Ao fim de tudo. Em nada que eu fiz me arrependi. Medo. Insegurança. Ciúmes. Paixão. Amor, muito amor. Carinho. Desejo. Dor. Sofrimento. Ansiedade. Todos esses sentimentos aflorados e com receios enorme de demonstra-los, mas nunca escondidos.

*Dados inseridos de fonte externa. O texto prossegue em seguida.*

Issue #7180, opened 2025-09-01
[Bug] [LINEAGE] Subquery in the project doesn't drill down to get the column lineage


yabola:
### Code of Conduct

- [x] I agree to follow this project's [Code of Conduct](https://www.apache.org/foundation/policies/conduct)

### Search before asking

- [x] I have searched in the [issues](https://github.com/apache/kyuubi/issues?q=is%3Aissue) and found no similar issues.

### Describe the bug

For example, the following SQL statement will get the wrong column lineage result:
create table table0(a int, b string, c string)
create table table1(a int, b string, c string)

A cada olhar desviado, a cada pergunta não respondida, a cada demonstração de recusa, me sinto um nada, um lixo lançado ao mar, boiando sem sentido algum. Meu coração se aperta, se espreme em meu peito. Sei que eu mesmo criei este mundo, estes sentimentos, esses receios, esses anseios. Mas de nada adianta sentir tanto, gostar tanto, mudar tanto. Não posso mudar as escolhas de ninguém. Não posso obrigar ninguém a gostar de mim, não tenho livre-arbítrio para isso. Mas é tão difícil conviver com essa certeza. Saber que tudo que eu tentei, tudo que falei, que fiz, foi em vão, nada valeu para partilhar esse sentimento. Mas também sabia de tudo isso. Então não posso culpar ninguém. Mas também não posso me culpar. Ou, afinal, quando que alguém escolhe qual pessoa vai amar, qual pessoa vai desejar viver a eternidade juntos? Se fosse assim o ser humano não teria sentido nenhum. Seríamos bonecos a mercê da vontade de nós mesmos.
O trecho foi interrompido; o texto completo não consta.